The ovaries of the twin flowers fuse together, so that there are two flowers for each berry. The two bright red spots on each berry are vestiges of this process. The fruit ripens between July and October, and may persist through the winter. The fruit is a drupe containing up to eight seeds. The fruits are never abundant. They may be part of the diets of several birds, such as ruffed grouse, sharp-tailed grouse, northern bobwhite, and wild turkey. They are also consumed by foxes, white-footed mice, and skunks. The foliage is occasionally consumed by white-tailed deer.

The common reproduction is vegetative, with plants forming spreading colonies.
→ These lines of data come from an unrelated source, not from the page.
PR #21443, opened 2022-05-25
thrift: ensure an RPC isn't removed more than once

rgs1:
Signed-off-by: Raul Gutierrez Segales <rgs@pinterest.com>


JuniorHsu (approved):
Thanks.

zuercher (approved):

PR #21445, opened 2022-05-25
Simplify Parser HTTP version calls.

bencebeky:
Replace Parser::httpMajor() and httpMinor() with a single isHttp11()
method, as that is the only thing ConnectionImpl cares about.  Note that
Protocol struct does not define HTTP/0.9 (in envoy/http/protocol.h)
anyway.

Commit Message:
Additional Description:
Risk Level:
Testing:
Docs Changes:
Release Notes:
Platform Specific Features:
[Optional Runtime guard:]
[Optional Fixes #Issue]
[Optional Deprecated:]

### DIFF
--- a/source/common/http/http1/codec_impl.cc
+++ b/source/common/http/http1/codec_impl.cc
@@ -769,7 +769,7 @@ StatusOr<CallbackResult> ConnectionImpl::onHeadersCompleteImpl() {
   ENVOY_CONN_LOG(trace, "onHeadersCompleteBase", connection_);
   RETURN_IF_ERROR(completeLastHeader());
 
-  if (!(parser_->httpMajor() == 1 && parser_->httpMinor() == 1)) {
+  if (!parser_->isHttp11()) {
     // This is not necessarily true, but it's good enough since higher layers only care if this is
     // HTTP/1.1 or not.
     protocol_ = Protocol::Http10;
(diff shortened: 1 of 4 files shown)


bencebeky:
/assign @KBaichoo 

Kevin: PTAL.  Thanks!

KBaichoo (commented):
Hmm, might be more messy as though that's not in that enum from https://github.com/envoyproxy/envoy/blob/575ab6ab48b22ca0b6e9b6acae51aba3f6b7fc8a/api/envoy/config/core/v3/protocol.proto#L288 I think if we accept HTTP 1.0 we do support 0.9.

cc @alyssawilk

alyssawilk:
Haha, was about to say I didn't remember and we should write a test but looks like I did :-P

https://github.com/envoyproxy/envoy/blob/main/test/integration/integration_test.cc#L1008

bencebeky:
I'm looking at Kevin's and Alyssa's last comment.  Thank y'all for the code pointers.  If I understand correctly, you are stating that HTTP/0.9 support is tied to HTTP/1.0 support.  As a consequence, there is indeed no need to distinguish HTTP/1.0 from HTTP/0.9 in the parser, so this change is okay.  Would you like me to update the PR description with this explanation?  Is there any other action for me here?

My motivation is that Balsa does not currently parse HTTP version, so I would need to write that code from scratch, and there is no need to implement something more complicated than absolutely necessary.

Thanks.

KBaichoo (approved):
looking at how those were used by the codec layer, I think this works. Thanks!

PR #16946, opened 2021-06-11
TSAN: fix data race when reading a histogram's sample count

rgs1:
Commit Message: Fix TSAN issue caused from tests when reading histograms.

Additional Description:
This was introduced by #15908. We need to read a histogram's from
the main thread to avoid data races between writes (from the main
thread) and reads (from a worker thread).

Risk Level: Low.
Testing: Unit tests + TSAN should pass.
Docs Changes: NA
Release Notes: NA
Platform Specific Features: NA

Signed-off-by: Raul Gutierrez Segales <rgs@pinterest.com>

PR #21446, opened 2022-05-25
Use absl::Notification when it makes sense

rgs1:
I had to run some code in the main thread for a test recently
and the first example I bumped into wasn't using absl::Notification,
so let's port them over.

Signed-off-by: Raul Gutierrez Segales <rgs@pinterest.com>


rgs1:
cc: @JuniorHsu

rgs1:
This is a follow-up to #16946.

cc: @antoniovicente

KBaichoo:
CI failures seem legit:
`//test/common/event:dispatcher_impl_test                        FAILED TO BUILD`

PR #21451, opened 2022-05-26
skywalking: fix to avoid tracing all requests

wbpcode:
Commit Message: skywalking: fix to avoid tracing all requests
Additional Description:

Current skywalking tracer will tracing all the requests by default and igore the sampling decision of Envoy. 
But in fact, if there is no downstream tracing context (propagation header) is provided and samping decision of Envoy is false, the tracer should do nothing.

Risk Level: Low.
Testing: Updated.
Docs Changes: n/a.
Release Notes: n/a.


KBaichoo:
friendly ping @lizan PTAL

wbpcode:
friendly ping @lizan PTAL

lizan (approved):

PR #21459, opened 2022-05-26
bazel: add config_setting for android

keith:
This is usable in selects for any android target.


alyssawilk (approved):
Most excellent, thanks both for the quick response and knowing exactly the 6 magic lines I wanted :-)

alyssawilk:
(though fwiw I only need it in envoy mobile - it may be useful upstream so fine to land it here)

PR #21460, opened 2022-05-26
quiche: Switch QUICHE flag handling to atomics instead of Mutexes

RyanTheOptimist:
quiche: Switch QUICHE flag handling to atomics instead of Mutexes
Resolves some lock contention issues in HTTP/3 code

Risk Level: Low
Testing: Existing tests
Docs Changes: N/A
Release Notes: N/A


RyanTheOptimist:
@alyssawilk this had a 3x improvement on the internal testing max QPS. I'll also investigate switching over to absl flags though I think it would be good to get this in first.

source/common/quic/platform/quiche_flags_impl.h
```diff
@@ -76,55 +77,47 @@ class Flag {
...
-    absl::MutexLock lock(&mutex_);
-    has_reloaded_value_ = false;
+    value_.store(explicit_value_, std::memory_order_relaxed);
   }
 
 private:
-  mutable absl::Mutex mutex_;
-  T value_ ABSL_GUARDED_BY(mutex_);
+  std::atomic<T> value_;
+  std::atomic<T> explicit_value_;
```
alyssawilk, line 112: Can we comment these up?  Alternately if using absl flags works, we might just want to migrate straight over :-)
/wait

RyanTheOptimist: Added comments. I'm working on the absl flag approach now but it's going to take a bit of work to wrap the absl::Flags in the QUICHE flag api, and refactor things accordingly. Once that's working I'll work with the internal folks to get a max QPS load test and validate the performance properties. There is a comment about `GetFlag()` which says not to use it in tight loops, so I'm very curious to understand the perf impact.

https://github.com/abseil/abseil-cpp/blob/master/absl/flags/flag.h#L84

RyanTheOptimist: I've converted this to a draft and will revisit after we address the various other flag cleanup/refactor PRs get sorted out.

RyanTheOptimist:
@danzh2010 As discussed offline, I think this is ready for review. We'll go ahead and land this now. Once the full stack of flag refactors are pulled into our internal repo we can perf test against an absl::Flag based implementation, as per Alyssa's request.

danzh2010 (approved):
Nice!

KBaichoo (approved):
lgtm thanks. Perhaps we could get away with a weaker memory order on the load but I'm not an expert there

RyanTheOptimist:
> lgtm thanks. Perhaps we could get away with a weaker memory order on the load but I'm not an expert there

Thanks for the review! I think relaxed is the weakest order but I'm also not an expert :)

KBaichoo:
the load is in sequential consistency

PR #21417, opened 2022-05-24
tls: support async cert validation

danzh2010:
Commit Message: change TLS transport socket to use SSL_CTX_set_custom_verify() instead of SSL_CTX_set_verify() and change CertValidator interface to support async cert validation. Also change EnvoyQuicCertVerifier to use the new async interfaces.

This change is needed for https://github.com/envoyproxy/envoy-mobile/issues/1575. Envoy Mobile allows certificates to be verified by the OS-provided certificate verifier. And these verification can be very slow and so blocking the network thread while the verification happens is not an option. Instead, the verification should be performed asynchronously on a different thread. (This is how the cert verification works in Chrome, which is what we're modeling this implementation on).

Risk Level: high, change boring SSL interface used
Testing: added new unit tests and integration tests
Docs Changes: release note
Release Notes: documented tls transport changes.
Runtime guard: envoy.reloadable_features.tls_async_cert_validation

PR #21462, opened 2022-05-26
quic: add Envoy specific quic::ProofVerifyContext implementation

danzh2010:
Commit Message: add EnvoyQuicProofVerifyContext to wrap interesting properties of the connection to be used for cert verification. And instantiate it during client crypto stream creation.

This PR is a preparation for https://github.com/envoyproxy/envoy/pull/21417

Risk Level: low, the context is not used yet.
Testing: existing tests pass
Docs Changes: N/A
Release Notes: N/A


source/common/quic/envoy_quic_proof_verifier.cc
```diff
@@ -15,6 +15,14 @@ quic::QuicAsyncStatus EnvoyQuicProofVerifier::VerifyCertChain(
     std::unique_ptr<quic::ProofVerifyDetails>* details, uint8_t* out_alert,
     std::unique_ptr<quic::ProofVerifierCallback> callback) {
   ASSERT(details != nullptr);
+  ASSERT(!certs.empty());
+  auto* verify_context = dynamic_cast<const EnvoyQuicProofVerifyContext*>(context);
+  if (verify_context == nullptr) {
+    IS_ENVOY_BUG("QUIC proof verify context was not setup correctly.");
+    return quic::QUIC_FAILURE;
+  }
+  ENVOY_BUG(!verify_context->isServer(), "QUIC client cert is not supported yet");
```
RyanTheOptimist, line 24: nit: "Client certificates are not supported in QUIC yet."

source/common/quic/envoy_quic_proof_verifier.h
```diff
@@ -18,6 +18,36 @@ class CertVerifyResult : public quic::ProofVerifyDetails {
   bool is_valid_{false};
 };
 
+// An interface for the Envoy specific QUICHE verify context.
```
RyanTheOptimist, line 21: nit: QUICHE => QUIC, I think, to match the class name and since this is QUIC specific.

test/common/quic/envoy_quic_proof_verifier_test.cc
```diff
@@ -90,6 +95,9 @@ class EnvoyQuicProofVerifierTest : public testing::Test {
   Ssl::MockCertificateValidationContextConfig cert_validation_ctx_config_;
   std::unique_ptr<EnvoyQuicProofVerifier> verifier_;
   NiceMock<Ssl::MockContextManager> tls_context_manager_;
+  Event::MockDispatcher dispatcher_;
+  Network::TransportSocketOptionsConstSharedPtr transport_socket_options_;
+  NiceMock<MockProofVerifyContext> verify_context_;
```
RyanTheOptimist, line 100: Can we also add simple unit tests in this file which verify that the getters for EnvoyQuicProofVerifyContextImpl return the correct values? (If for no other reason than to keep coverage high :>)

RyanTheOptimist (commented):
Nice

test/common/quic/envoy_quic_proof_verifier_test.cc
danzh2010: This test uses mocked verify context, so I wasn't able to test the real impl here. But I added a unit test in client session.

RyanTheOptimist (dismissed):
Looks great! Any idea what's up with CI?

RyanTheOptimist (approved):

danzh2010:
Ping for merge?

Issue #12274, opened 2020-07-24
allow typed_per_filter_config to refer to "custom" HTTP filter names


mpuncel:
Use case: We'd like to use multiple ext_authz filters configured with different gRPC servers, and would like to be able to toggle them separately via route config. This means we can't just use the canonical filter name, but need to be able to refer to custom names.

https://github.com/envoyproxy/envoy/pull/9618 made Envoy able to infer most extension types from the type URL of the config, which frees up users to use the name field to make filter names more descriptive (particularly useful for distinguishing multiple instances of the same filter).

It looks like typed_per_filter_config doesn't yet have this capability and requires that the canonical filter name is used.

I'm not super familiar with the code or filter registration system, but it seems like this could be done by either:
1) keeping a map of filter name to type, and looking up the supplied name in that map to figure out the filter config type
2) use the type URL of the config to infer the filter type
3) both (with a precedence order for applying 1 and 2).

Probably just 1) makes sense? that would ensure that there can't be multiple configs that map to the same filter.

It also might require a config option somewhere backwards compatible? There could be a working config today where a filter has a custom name but the typed_per_filter_config is using the old name.

lizan:
To be consistent with #9618, I think 2 is the way to go, if the config isn't typed (i.e. google.protobuf.Struct), then it should be inferred from name.

mpuncel:
Looking at this more closely, I think I misunderstood what needs to happen in my original comment.

It looks like the issue is that the individual HTTP filters (ext_authz used here as an example) get their per route config like this;

```      Http::Utility::resolveMostSpecificPerFilterConfig<FilterConfigPerRoute>(
          HttpFilterNames::get().ExtAuthorization, route);
```

It's using the well-known name there. Knowing this, I think the solution should be to make each filter know its user-specified name from the `http_filters` list in HCM. Then the filter can try to resolve config using this name instead.

I'm not sure how to handle backwards compatibility for this, since users may have started using user supplied filter names but continue to rely on per route config using the well known filter names, I'm open to suggestions. I'd love to do something like "try to resolve with the user supplied name, and if that is a miss then use the canonical name", but I think that could have strange behavior because for some routes you might hit on one name, and on other routes you might hit on the other.

htuch:
Agree with the above, we should use the opaque filter name in the HTTP filter chain as the key to join with the per-route overrides. I think this makes most sense. @fuqianggao @markdroth

fuqianggao:
[...]

PR #21466, opened 2022-05-27
api: new policy field for per filter config

wbpcode:
Commit Message: api: new policy field for per filter config
Additional Description:

API only PR. This API is used to configure a policy that determine which name or value will be used as searching key of `typed_per_filter_config`.

**It's just a initial idea. So it's open for suggestions and discussions.**

Ref #12274 for more detailed context.

Risk Level: n/a.
Testing: n/a.
Docs Changes: n/a.
Release Notes: n/a.

### DIFF
--- a/api/envoy/config/route/v3/route.proto
+++ b/api/envoy/config/route/v3/route.proto
@@ -135,6 +135,10 @@ message RouteConfiguration {
   // NOTE: this option will not strip the port number (if any) contained in route config
   // :ref:`envoy_v3_api_msg_config.route.v3.VirtualHost`.domains field.
   bool ignore_port_in_host_matching = 14;
+
+  // The policy that used to determine which name or value will be used as the searching key to get per filter config.
+  // [#not-implemented-hide:]
+  FilterConfigKeyPolicy filter_config_key_policy = 15;
 }
 
 message Vhds {
--- a/api/envoy/config/route/v3/route_components.proto
+++ b/api/envoy/config/route/v3/route_components.proto
@@ -15,6 +15,7 @@ import "envoy/type/v3/range.proto";
 
 import "google/protobuf/any.proto";
 import "google/protobuf/duration.proto";
+import "google/protobuf/empty.proto";
 import "google/protobuf/wrappers.proto";
 
 import "xds/annotations/v3/status.proto";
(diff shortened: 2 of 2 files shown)


wbpcode:
I personally still think that explicit configuration would be more clear. Give users the ability to control this searching behaviour. And this also keep the possibility to create more flexible searching policy in the future (e.g., get route level filter config by authentication/user info header).

api/envoy/config/route/v3/route_components.proto
```diff
@@ -2228,3 +2229,31 @@ message FilterConfig {
...
+    google.protobuf.Empty filter_name_key = 2;
+    // :ref:`custom filter config names
+    // <envoy_v3_api_field_extensions.filters.network.http_connection_manager.v3.HttpFilter.name>` will be used
+    // as the searching key of per filter config.
+    google.protobuf.Empty custom_name_key = 3;
+
+    // Extendable custom provider that will used to generate a searching key from custom filter config names,
+    // canonical filter names, or even request headers.
+    // [#not-implemented-hide:]
+    core.v3.TypedExtensionConfig custom_provider = 4;
```
soulxu, line 2257: Do we have a use-case for this?

Also If both `filter_name_key ` and `fallback_policy`'s primary goal is backward compatibility, then I didn't see the value of them except for adding more complexity for the user. Then I would prefer to use the runtime key or only add the fallback logic, then wait for the end-user to move to the final target in the future.

wbpcode: > Do we have a use-case for this?

A simple scene is per user/tenant route level config. We can get user/tenant info  after authorization/authentication, then select a route level fitler config based on the filter name and user/tenant info.

soulxu: another solution is we use the fallback logic, and disable searching by name in the future. And for `custom_provider`, it can be a separate story. Just not sure `filter_name_key` and `custom_name_key` is worth or not.

wbpcode: I think it would be very hard to disable serching by filter name completely. Too much users will be effected.

wbpcode: What I think is that this field can be ignored by most of normal users. It will not bring any new complexity to these users.

And for some proficient users, this field can provides complete control to the searching behaviour.

api/envoy/config/route/v3/route.proto
```diff
@@ -135,6 +135,10 @@ message RouteConfiguration {
   // NOTE: this option will not strip the port number (if any) contained in route config
   // :ref:`envoy_v3_api_msg_config.route.v3.VirtualHost`.domains field.
   bool ignore_port_in_host_matching = 14;
+
+  // The policy that used to determine which name or value will be used as the searching key to get per filter config.
+  // [#not-implemented-hide:]
+  FilterConfigKeyPolicy filter_config_key_policy = 15;
```
mattklein123, line 141: I didn't fully track the conversation that you were having with @markdroth, but I would really rather not add new configuration if we don't need to. Can we sketch out what a fallback policy would look like and see if that will cover known use cases? We can add config later if we really need to. Thank you!

/wait

wbpcode:
@mattklein123 

If the fallback policy is applied, as the comments of the API, when we try to get route level filter config of a filter at runtime, the custom config name (HttpFilter.name) will be used first to search config from the typed_per_filter_config. And if we get nothing by the custom config name, then we will use the canonical filter name try again.

For most of current users, one time additional hash searching for every filter is necessary.
But it will not break most of current users except they use one filter's canonical filter name as another filter's custom config name. This exception is highly unlikely to happen.


So, yeah, fallback policy can covers most of known cases. But I personally prefer the explict configuration rather than implicit fallback. 😂 I always want everything can be controlled by the configuration.

wbpcode:
Of course, #8659 also a reason of that why I  add this field.

mattklein123:
Can we add explicit config later if it's really needed? Any config we add adds cost and it's not clear to me that there is enough benefit here? WDYT?

/wait

wbpcode:
> I hear that you are saying that you prefer this behavior to be explicitly configurable, but I'm not really hearing you give a compelling reason for that preference.

Part of the reason for this is my personal preference. Part of the reason is the duplication of searches. The last part is because I fear we may never be able to remove the legacy behaviour.

But since we all agree that the current configuration is too heavy, I will respect the community's opinion.

markdroth:
> Part of the reason is the duplication of searches. The last part is because I fear we may never be able to remove the legacy behaviour.

Wouldn't the runtime knob I suggested address those two concerns?

wbpcode:
> Wouldn't the runtime knob I suggested address those two concerns?

🤔 If we can never remove this legacy behaviour, then we need keep the runtime knob forever. I usually use r

wbpcode:
untime

wbpcode:
convert this to draft but keep it open for #8659.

==Distribution and habitat==
The species is distributed throughout eastern North America, from south Eastern Canada south to Florida and Texas, and to Guatemala. It is found growing in dry or moist woods, along stream banks and on sandy slopes.

==Cultivation and uses==
Mitchella repens is cultivated for its ornamental red berries and shiny, bright green foliage. It is grown as a creeping ground cover in shady locations. It is rarely propagated for garden use by way of seeds but cuttings are easy. The plants have been widely collected for Christmas decorations, and over collecting has affected some local populations negatively. The plants are sometimes grown in terrariums.

The scarlet berries are edible but rather tasteless, with a faint flavour of wintergreen, resembling cranberries (to which they are not closely related). Indigenous American women made a tisane from the leaves and berries that was consumed during childbirth; the Menominees used the leaves for a drink to cure insomnia.

Traditionally, the plant had numerous medicinal uses including as a diuretic (by the Cherokee and Iroquois), a diaphoretic (Cherokee), for women's problems or reproductive issues (Cherokee, Delaware, Iroquois), and as an analgesic or to reduce fever or swelling (Abenaki, Iroquois, Montagnais).